Talk 2: On the Convergence of Projected Bures-Wasserstein Gradient Descent under Euclidean Convexity
Speaker: Yuxuan Han
Abstract: The Bures-Wasserstein (BW) gradient descent method has gained considerable attention in various domains, including Gaussian barycenter, matrix recovery and variational inference problems, due to its alignment with the Wasserstein geometry of normal distributions. Despite its popularity, existing convergence analysis are often contingent upon specific loss functions, and the exploration of constrained settings within this framework remains limited. In this work, we make an attempt to bridge this gap by providing a general convergence rate guarantee for BW gradient descent when the Euclidean convexity of the loss and the constraints is assumed. In an effort to advance practical implementations, we also derive a closed-form solution for the projection onto BW distance-constrained sets, which enables the fast implementation of projected BW gradient descent for problems that arise in the constrained barycenter and distributionally robust optimization literature. Experimental results demonstrate significant improvements in computational efficiency and convergence speed, underscoring the efficacy of our method in practical scenarios.
Talk 3: Approximations to worst-case data dropping: unmasking failure modes
Speaker: Jenny Huang
Abstract: A data analyst might worry about generalization if dropping a very small fraction of data points from a study could change its substantive conclusions.
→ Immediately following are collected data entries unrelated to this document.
Issue #2044, opened 2020-06-12
Cannot refund orders


FreshPhil:
**Describe the problem**
On WCS version `1.23.1`, we have had multiple cases where administrators are not able to refund orders. Instead, the page will endlessly load.

In these cases, downgrading to `1.23.0` resolved the problem, so this may be linked to the changes made for #2039 as we've noticed this error in the browser console:

![](https://d.pr/i/OAv0cv+)
Image Link: https://d.pr/i/OAv0cv

**Steps to replicate**
- install and activate WooCommerce Services v `1.23.1`
- place an order with automated taxes enabled
- try to refund the order while WooCommerce Services is still active
- Note the order will not refund

Next
- Deactivate and remove WooCommerce Services
- Reinstall version `1.23.0`
- Try to refund and note that it goes through normally

FreshPhil:
The current workaround is for users to remove the WCS plugin and then reinstall using the previous version. Since this is an open repo, they would have access to doing that.

c-shultz:
Fixed in 1.23.2.

PR #2041, opened 2020-06-05
Fix tax recalculation on admin order screen missing street address.

c-shultz:
Fixes #2039 

To test:
- Follow replication steps on https://github.com/Automattic/woocommerce-services/issues/2039
   - With `22325 W 47th St, Shawnee, Kansas, US 66226` as the origin and destination address, the tax rate should be 9.6%
- Confirm that `woocommerce-services-admin-order-taxjar` javascript file loads on new order page and edit order page
- Confirm that `Recalculate` works correctly for new admin order and an existing admin order

PR #2053, opened 2020-06-16
Revert "Fix tax recalculation on admin order screen missing street address."

c-shultz:
Reverts Automattic/woocommerce-services#2041

Created a very critical bug that disabled order refunds: #2044. This is already reverted from `master` on #2047

### DIFF
--- a/changelog.txt
+++ b/changelog.txt
@@ -1,8 +1,5 @@
 *** WooCommerce Services Changelog ***
 
-= 1.23.1 - 2020-xx-xx =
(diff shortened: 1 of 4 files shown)


harriswong:
Should we merge master into develop instead? So that the changelog is kept.

c-shultz:
Closing because @harriswong  has a better idea :)

c-shultz:
@harriswong, I merged master into develop as suggested. Thanks!

Issue #2074, opened 2020-07-17
Unit tests failing


c-shultz:
We have a number of JS unit tests failing in the latest `develop`. Running `npm run test-client`, I see:
<img width="863" alt="image" src="https://user-images.githubusercontent.com/6209518/87831278-f1943580-c837-11ea-8b71-21eb123c678d.png">

PR #2079, opened 2020-07-20
Improve service listing readability

elizaan36:
This is a style sheet-only fix to improve readability of the service listings in the shipping label modal, mainly tweaking the margins within the flex container. These changes will be especially noticable at smaller screen sizes. 
- Made the carrier logos consistent in size (they were decreasing in size with each row)
- Adjusted margins in the flex container for better readability (added some white space between the divs)
- Right aligned the detail text for time frame so it doesn't run into the services detail text

I tweaked a few things to get everything looking right so please have a look and let me know if this all makes sense!


harriswong:
👀

harriswong:
Unit test failed but is being addressed in https://github.com/Automattic/woocommerce-services/issues/2074. scss changes should not block this from merging. Merging.

PR #1525, opened 2017-05-02
Fix systemd watchdog feature

### LINKED ISSUE #1353: Traefik shuts down when SystemD watchdog run
1.2.1

### What did you do?
Install service file from: https://github.com/containous/traefik/blob/master/contrib/systemd/traefik.service

Running service

### What did you see instead?
Crashing service every 2s, with SystemD starting it again. Adjusting watchdog timings correlate with time between crashes

guilhem:
Commit coreos/go-systemd@0c088e introduce cleaning environment.
First usage of sdnotify (for type=notify) was clearing NOTIFY_SOCKET environment variable.
sdnotify in watchdog was unable to ping back.

Fix #1353

### DIFF
--- a/cmd/traefik/traefik.go
+++ b/cmd/traefik/traefik.go
@@ -244,22 +244,25 @@ func run(traefikConfiguration *server.TraefikConfiguration) {
 	svr := server.NewServer(globalConfiguration)
 	svr.Start()
 	defer svr.Close()
-	sent, err := daemon.SdNotify(true, "READY=1")
+	sent, err := daemon.SdNotify(false, "READY=1")
 	if !sent && err != nil {
 		log.Error("Fail to notify", err)
 	}
-	t, err := daemon.SdWatchdogEnabled(true)
+	t, err := daemon.SdWatchdogEnabled(false)
 	if err != nil {
 		log.Error("Problem with watchdog", err)
 	} else if t != 0 {
 		// Send a ping each half time given
 		t = t / 2
-		go func(interval time.Duration) {
-			tick := time.Tick(interval)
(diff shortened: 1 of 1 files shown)


cmd/traefik/traefik.go
```diff
@@ -244,20 +244,23 @@ func run(traefikConfiguration *server.TraefikConfiguration) {
...
 	}
-	t, err := daemon.SdWatchdogEnabled(true)
+	t, err := daemon.SdWatchdogEnabled(false)
 	if err != nil {
 		log.Error("Problem with watchdog", err)
 	} else if t != 0 {
 		// Send a ping each half time given
 		t = t / 2
+		log.Info("Watchdog activated with timer each ", t)
 		go func(interval time.Duration) {
```
emilevauge: In order to avoid panic, could you use `safe.Go` to launch the go routine here?

cmd/traefik/traefik.go
```diff
@@ -244,20 +244,23 @@ func run(traefikConfiguration *server.TraefikConfiguration) {
...
 			tick := time.Tick(interval)
 			for range tick {
-				daemon.SdNotify(true, "WATCHDOG=1")
+				if ok, _ := daemon.SdNotify(false, "WATCHDOG=1"); ok {
+					log.Debug("Tick watchdog")
```
emilevauge: Shouldn't we log on error instead ?

guilhem: fixed :)

cmd/traefik/traefik.go
guilhem: fixed

PR #1533, opened 2017-05-03
Fix error handling for docker swarm mode

### LINKED ISSUE #1100: Docker watch is terminated after first error
1.1.2

```
[docker]
endpoint = "tcp://...."
domain = "..."
watch = true
swarmmode = true
exposedbydefault = true
```

### What did you do?
Docker swarm is not available for short time

Watch will continue working after error

### What did you see instead?
Watch is terminated after first error
example error:
```
level=error msg="Failed to list services for docker, error Error response from daemon: rpc error: code = 2 desc = raft: no elected cluster leader"
```

tanyadegurechaff:
### Description

Fixes #1100

### DIFF
--- a/provider/docker/docker.go
+++ b/provider/docker/docker.go
@@ -153,15 +153,18 @@ func (p *Provider) Provide(configurationChan chan<- types.ConfigMessage, pool *s
 			if p.Watch {
 				ctx, cancel := context.WithCancel(ctx)
 				if p.SwarmMode {
+					errChan := make(chan error)
 					// TODO: This need to be change. Linked to Swarm events docker/docker#23827
 					ticker := time.NewTicker(SwarmDefaultWatchTime)
 					pool.Go(func(stop chan bool) {
+						defer close(errChan)
 						for {
 							select {
 							case <-ticker.C:
 								services, err := p.listServices(ctx, dockerClient)
 								if err != nil {
 									log.Errorf("Failed to list services for docker, error %s", err)
+									errChan <- err
 									return
 								}
 								configuration := p.loadDockerConfig(services)
@@ -179,6 +182,10 @@ func (p *Provider) Provide(configurationChan chan<- types.ConfigMessage, pool *s
 							}
 						}
 					})
+					if err, ok := <-errChan; ok {
+						return err
+					}
+					// channel closed
 
 				} else {
 					pool.Go(func(stop chan bool) {


tanyadegurechaff:
This makes backoff operation return error when an error occurs, and the operation will be retried.

tanyadegurechaff:
Could you explain in detail how a memory leak comes about?

emilevauge:
@tanyadegurechaff @beldpro-ci After reading more in details, indeed, it does not introduce any memory leak in this case. But it is still better to defer close the channel, especially because it's [inside a go routine](https://github.com/containous/traefik/pull/1533/files#diff-fa150917b5a9de47451ce96099822a9dR120). We had many leaks in the past do to not closed channels. Other than that, seems great :)

tanyadegurechaff:
Thank you for your feedbacks. @beldpro-ci @emilevauge

provider/docker/docker.go
```diff
@@ -153,15 +153,18 @@ func (p *Provider) Provide(configurationChan chan<- types.ConfigMessage, pool *s
 			if p.Watch {
 				ctx, cancel := context.WithCancel(ctx)
 				if p.SwarmMode {
+					errChan := make(chan error)
 					// TODO: This need to be change. Linked to Swarm events docker/docker#23827
 					ticker := time.NewTicker(SwarmDefaultWatchTime)
 					pool.Go(func(stop chan bool) {
+						defer close(errChan)
```
ldez: why you put the defer here?
I think you must move this line under the line 156.

tanyadegurechaff: The receiver at line 185 blocks the execution until the channel is closed or received an error.

emilevauge: I agree with @tanyadegurechaff on this. But it would be better to use this syntax instead:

Finding the worst-case data subset to drop poses a combinatorial optimization problem. To overcome this intractability, recent works propose using additive approximations, which treat the contribution of a collection of data points as the sum of their individual contributions, and greedy approximations, which iteratively select the point with the highest impact to drop and re-run the data analysis without that point [Broderick et al., 2020, Kuschnig et al., 2021]. We identify that, even in a setting as simple as OLS linear regression, many of these approximations can break down in realistic data arrangements. Several of our examples reflect masking, where one outlier may hide or conceal the effect of another outlier. Based on the failures we identify, we provide recommendations for users and suggest directions for future improvements.